§ **Provided records**
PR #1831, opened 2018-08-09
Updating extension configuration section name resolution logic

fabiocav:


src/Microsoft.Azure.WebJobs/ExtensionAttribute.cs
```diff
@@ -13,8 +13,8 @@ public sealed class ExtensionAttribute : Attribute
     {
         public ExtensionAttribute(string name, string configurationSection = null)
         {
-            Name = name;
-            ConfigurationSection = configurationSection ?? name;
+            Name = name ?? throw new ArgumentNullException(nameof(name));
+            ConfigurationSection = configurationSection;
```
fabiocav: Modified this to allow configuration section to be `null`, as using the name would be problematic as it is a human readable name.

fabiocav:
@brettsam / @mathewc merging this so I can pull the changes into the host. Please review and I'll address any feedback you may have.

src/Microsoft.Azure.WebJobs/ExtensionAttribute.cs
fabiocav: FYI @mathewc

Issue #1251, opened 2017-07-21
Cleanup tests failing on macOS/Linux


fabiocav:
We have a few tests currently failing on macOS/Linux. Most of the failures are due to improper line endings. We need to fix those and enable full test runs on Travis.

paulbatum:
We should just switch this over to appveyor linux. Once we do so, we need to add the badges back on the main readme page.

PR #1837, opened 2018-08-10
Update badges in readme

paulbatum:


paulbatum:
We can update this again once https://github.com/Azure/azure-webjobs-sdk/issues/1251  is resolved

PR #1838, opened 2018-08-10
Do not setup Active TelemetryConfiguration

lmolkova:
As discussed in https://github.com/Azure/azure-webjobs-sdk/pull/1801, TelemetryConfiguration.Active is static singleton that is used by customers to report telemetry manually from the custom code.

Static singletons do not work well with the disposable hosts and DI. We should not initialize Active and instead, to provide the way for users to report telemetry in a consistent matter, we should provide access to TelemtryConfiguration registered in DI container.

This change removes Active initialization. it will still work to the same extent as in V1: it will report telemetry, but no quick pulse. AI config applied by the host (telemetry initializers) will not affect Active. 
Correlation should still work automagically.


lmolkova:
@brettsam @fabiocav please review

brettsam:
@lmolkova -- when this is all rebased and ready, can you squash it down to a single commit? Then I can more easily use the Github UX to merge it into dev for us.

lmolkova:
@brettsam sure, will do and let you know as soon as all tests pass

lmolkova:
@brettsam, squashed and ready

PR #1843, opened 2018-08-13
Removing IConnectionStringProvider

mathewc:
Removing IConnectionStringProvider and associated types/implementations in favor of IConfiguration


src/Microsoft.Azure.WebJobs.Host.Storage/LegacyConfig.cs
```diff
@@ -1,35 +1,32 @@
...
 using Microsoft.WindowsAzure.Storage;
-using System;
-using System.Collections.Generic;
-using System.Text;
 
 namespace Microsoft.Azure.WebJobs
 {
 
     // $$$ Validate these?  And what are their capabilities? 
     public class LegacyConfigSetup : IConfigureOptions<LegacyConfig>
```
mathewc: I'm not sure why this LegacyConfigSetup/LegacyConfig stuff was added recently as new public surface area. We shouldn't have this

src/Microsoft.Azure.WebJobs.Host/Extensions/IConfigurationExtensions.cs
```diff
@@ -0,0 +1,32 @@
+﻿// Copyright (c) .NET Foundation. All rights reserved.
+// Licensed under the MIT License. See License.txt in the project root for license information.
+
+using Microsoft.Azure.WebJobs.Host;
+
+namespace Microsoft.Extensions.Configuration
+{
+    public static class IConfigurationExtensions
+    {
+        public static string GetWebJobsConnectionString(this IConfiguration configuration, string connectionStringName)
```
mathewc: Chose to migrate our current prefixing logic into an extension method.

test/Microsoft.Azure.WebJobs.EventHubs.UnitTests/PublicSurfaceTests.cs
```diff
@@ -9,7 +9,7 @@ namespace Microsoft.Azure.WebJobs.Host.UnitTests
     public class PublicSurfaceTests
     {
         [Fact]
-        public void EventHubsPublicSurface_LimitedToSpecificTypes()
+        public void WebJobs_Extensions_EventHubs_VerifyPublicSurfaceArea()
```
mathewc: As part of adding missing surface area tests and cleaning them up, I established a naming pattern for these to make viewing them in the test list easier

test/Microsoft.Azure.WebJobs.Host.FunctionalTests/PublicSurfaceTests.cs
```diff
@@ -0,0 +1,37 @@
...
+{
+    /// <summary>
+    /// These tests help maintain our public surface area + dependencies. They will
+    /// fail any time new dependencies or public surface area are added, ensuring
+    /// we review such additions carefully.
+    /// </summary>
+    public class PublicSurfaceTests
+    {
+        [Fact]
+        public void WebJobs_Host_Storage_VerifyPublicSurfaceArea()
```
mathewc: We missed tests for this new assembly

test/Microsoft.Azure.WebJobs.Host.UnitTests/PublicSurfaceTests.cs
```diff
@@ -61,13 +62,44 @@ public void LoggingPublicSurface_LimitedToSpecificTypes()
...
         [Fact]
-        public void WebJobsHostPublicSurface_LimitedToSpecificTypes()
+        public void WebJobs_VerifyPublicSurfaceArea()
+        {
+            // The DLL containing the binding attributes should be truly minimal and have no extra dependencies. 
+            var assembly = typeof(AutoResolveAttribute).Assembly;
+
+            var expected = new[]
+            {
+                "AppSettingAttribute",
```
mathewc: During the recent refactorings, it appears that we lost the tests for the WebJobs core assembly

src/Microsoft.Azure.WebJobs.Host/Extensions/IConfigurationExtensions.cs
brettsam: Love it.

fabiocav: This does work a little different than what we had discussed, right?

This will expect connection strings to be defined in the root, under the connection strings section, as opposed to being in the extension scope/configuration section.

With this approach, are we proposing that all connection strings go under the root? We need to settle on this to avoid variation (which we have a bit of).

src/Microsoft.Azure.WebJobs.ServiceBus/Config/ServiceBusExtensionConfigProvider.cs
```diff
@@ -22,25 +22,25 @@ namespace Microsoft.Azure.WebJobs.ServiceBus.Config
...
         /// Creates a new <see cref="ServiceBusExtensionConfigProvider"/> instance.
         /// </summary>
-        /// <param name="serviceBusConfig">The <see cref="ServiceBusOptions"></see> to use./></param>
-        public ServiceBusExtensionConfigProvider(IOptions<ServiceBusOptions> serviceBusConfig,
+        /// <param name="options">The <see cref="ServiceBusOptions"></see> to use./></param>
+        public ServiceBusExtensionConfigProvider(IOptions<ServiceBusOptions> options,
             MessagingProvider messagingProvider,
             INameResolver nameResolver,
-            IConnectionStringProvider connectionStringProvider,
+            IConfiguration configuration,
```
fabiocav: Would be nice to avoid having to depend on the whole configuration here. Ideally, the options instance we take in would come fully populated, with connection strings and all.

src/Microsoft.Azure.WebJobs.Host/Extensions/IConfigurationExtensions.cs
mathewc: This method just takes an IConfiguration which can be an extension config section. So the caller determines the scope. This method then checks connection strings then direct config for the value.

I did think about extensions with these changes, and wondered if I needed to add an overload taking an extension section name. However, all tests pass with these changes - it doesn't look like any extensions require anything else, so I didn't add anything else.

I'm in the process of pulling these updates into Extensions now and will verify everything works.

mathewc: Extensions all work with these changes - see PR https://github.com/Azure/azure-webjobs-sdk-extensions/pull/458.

§ **Required work**
All of the data above needs to be given again exactly.

§ **Solution**
PR #1831, opened 2018-08-09
Updating extension configuration section name resolution logic

fabiocav:


src/Microsoft.Azure.WebJobs/ExtensionAttribute.cs
```diff
@@ -13,8 +13,8 @@ public sealed class ExtensionAttribute : Attribute
     {
         public ExtensionAttribute(string name, string configurationSection = null)
         {
-            Name = name;
-            ConfigurationSection = configurationSection ?? name;
+            Name = name ?? throw new ArgumentNullException(nameof(name));
+            ConfigurationSection = configurationSection;
```
fabiocav: Modified this to allow configuration section to be `null`, as using the name would be problematic as it is a human readable name.

fabiocav:
@brettsam / @mathewc merging this so I can pull the changes into the host. Please review and I'll address any feedback you may have.

src/Microsoft.Azure.WebJobs/ExtensionAttribute.cs
fabiocav: FYI @mathewc

Issue #1251, opened 2017-07-21
Cleanup tests failing on macOS/Linux


fabiocav:
We have a few tests currently failing on macOS/Linux. Most of the failures are due to improper line endings. We need to fix those and enable full test runs on Travis.

paulbatum:
We should just switch this over to appveyor linux. Once we do so, we need to add the badges back on the main readme page.

PR #1837, opened 2018-08-10
Update badges in readme

paulbatum:


paulbatum:
We can update this again once https://github.com/Azure/azure-webjobs-sdk/issues/1251  is resolved

PR #1838, opened 2018-08-10
Do not setup Active TelemetryConfiguration

lmolkova:
As discussed in https://github.com/Azure/azure-webjobs-sdk/pull/1801, TelemetryConfiguration.Active is static singleton that is used by customers to report telemetry manually from the custom code.

Static singletons do not work well with the disposable hosts and DI. We should not initialize Active and instead, to provide the way for users to report telemetry in a consistent matter, we should provide access to TelemtryConfiguration registered in DI container.

This change removes Active initialization. it will still work to the same extent as in V1: it will report telemetry, but no quick pulse. AI config applied by the host (telemetry initializers) will not affect Active. 
Correlation should still work automagically.


lmolkova:
@brettsam @fabiocav please review

brettsam:
@lmolkova -- when this is all rebased and ready, can you squash it down to a single commit? Then I can more easily use the Github UX to merge it into dev for us.

lmolkova:
@brettsam sure, will do and let you know as soon as all tests pass

lmolkova:
@brettsam, squashed and ready

PR #1843, opened 2018-08-13
Removing IConnectionStringProvider

mathewc:
Removing IConnectionStringProvider and associated types/implementations in favor of IConfiguration


src/Microsoft.Azure.WebJobs.Host.Storage/LegacyConfig.cs
```diff
@@ -1,35 +1,32 @@
...
 using Microsoft.WindowsAzure.Storage;
-using System;
-using System.Collections.Generic;
-using System.Text;
 
 namespace Microsoft.Azure.WebJobs
 {
 
     // $$$ Validate these?  And what are their capabilities? 
     public class LegacyConfigSetup : IConfigureOptions<LegacyConfig>
```
mathewc: I'm not sure why this LegacyConfigSetup/LegacyConfig stuff was added recently as new public surface area. We shouldn't have this

src/Microsoft.Azure.WebJobs.Host/Extensions/IConfigurationExtensions.cs
```diff
@@ -0,0 +1,32 @@
+﻿// Copyright (c) .NET Foundation. All rights reserved.
+// Licensed under the MIT License. See License.txt in the project root for license information.
+
+using Microsoft.Azure.WebJobs.Host;
+
+namespace Microsoft.Extensions.Configuration
+{
+    public static class IConfigurationExtensions
+    {
+        public static string GetWebJobsConnectionString(this IConfiguration configuration, string connectionStringName)
```
mathewc: Chose to migrate our current prefixing logic into an extension method.

test/Microsoft.Azure.WebJobs.EventHubs.UnitTests/PublicSurfaceTests.cs
```diff
@@ -9,7 +9,7 @@ namespace Microsoft.Azure.WebJobs.Host.UnitTests
     public class PublicSurfaceTests
     {
         [Fact]
-        public void EventHubsPublicSurface_LimitedToSpecificTypes()
+        public void WebJobs_Extensions_EventHubs_VerifyPublicSurfaceArea()
```
mathewc: As part of adding missing surface area tests and cleaning them up, I established a naming pattern for these to make viewing them in the test list easier

test/Microsoft.Azure.WebJobs.Host.FunctionalTests/PublicSurfaceTests.cs
```diff
@@ -0,0 +1,37 @@
...
+{
+    /// <summary>
+    /// These tests help maintain our public surface area + dependencies. They will
+    /// fail any time new dependencies or public surface area are added, ensuring
+    /// we review such additions carefully.
+    /// </summary>
+    public class PublicSurfaceTests
+    {
+        [Fact]
+        public void WebJobs_Host_Storage_VerifyPublicSurfaceArea()
```
mathewc: We missed tests for this new assembly

test/Microsoft.Azure.WebJobs.Host.UnitTests/PublicSurfaceTests.cs
```diff
@@ -61,13 +62,44 @@ public void LoggingPublicSurface_LimitedToSpecificTypes()
...
         [Fact]
-        public void WebJobsHostPublicSurface_LimitedToSpecificTypes()
+        public void WebJobs_VerifyPublicSurfaceArea()
+        {
+            // The DLL containing the binding attributes should be truly minimal and have no extra dependencies. 
+            var assembly = typeof(AutoResolveAttribute).Assembly;
+
+            var expected = new[]
+            {
+                "AppSettingAttribute",
```
mathewc: During the recent refactorings, it appears that we lost the tests for the WebJobs core assembly

src/Microsoft.Azure.WebJobs.Host/Extensions/IConfigurationExtensions.cs
brettsam: Love it.

fabiocav: This does work a little different than what we had discussed, right?

This will expect connection strings to be defined in the root, under the connection strings section, as opposed to being in the extension scope/configuration section.

With this approach, are we proposing that all connection strings go under the root? We need to settle on this to avoid variation (which we have a bit of).

src/Microsoft.Azure.WebJobs.ServiceBus/Config/ServiceBusExtensionConfigProvider.cs
```diff
@@ -22,25 +22,25 @@ namespace Microsoft.Azure.WebJobs.ServiceBus.Config
...
         /// Creates a new <see cref="ServiceBusExtensionConfigProvider"/> instance.
         /// </summary>
-        /// <param name="serviceBusConfig">The <see cref="ServiceBusOptions"></see> to use./></param>
-        public ServiceBusExtensionConfigProvider(IOptions<ServiceBusOptions> serviceBusConfig,
+        /// <param name="options">The <see cref="ServiceBusOptions"></see> to use./></param>
+        public ServiceBusExtensionConfigProvider(IOptions<ServiceBusOptions> options,
             MessagingProvider messagingProvider,
             INameResolver nameResolver,
-            IConnectionStringProvider connectionStringProvider,
+            IConfiguration configuration,
```
fabiocav: Would be nice to avoid having to depend on the whole configuration here. Ideally, the options instance we take in would come fully populated, with connection strings and all.

src/Microsoft.Azure.WebJobs.Host/Extensions/IConfigurationExtensions.cs
mathewc: This method just takes an IConfiguration which can be an extension config section. So the caller determines the scope. This method then checks connection strings then direct config for the value.

I did think about extensions with these changes, and wondered if I needed to add an overload taking an extension section name. However, all tests pass with these changes - it doesn't look like any extensions require anything else, so I didn't add anything else.

I'm in the process of pulling these updates into Extensions now and will verify everything works.

mathewc: Extensions all work with these changes - see PR https://github.com/Azure/azure-webjobs-sdk-extensions/pull/458.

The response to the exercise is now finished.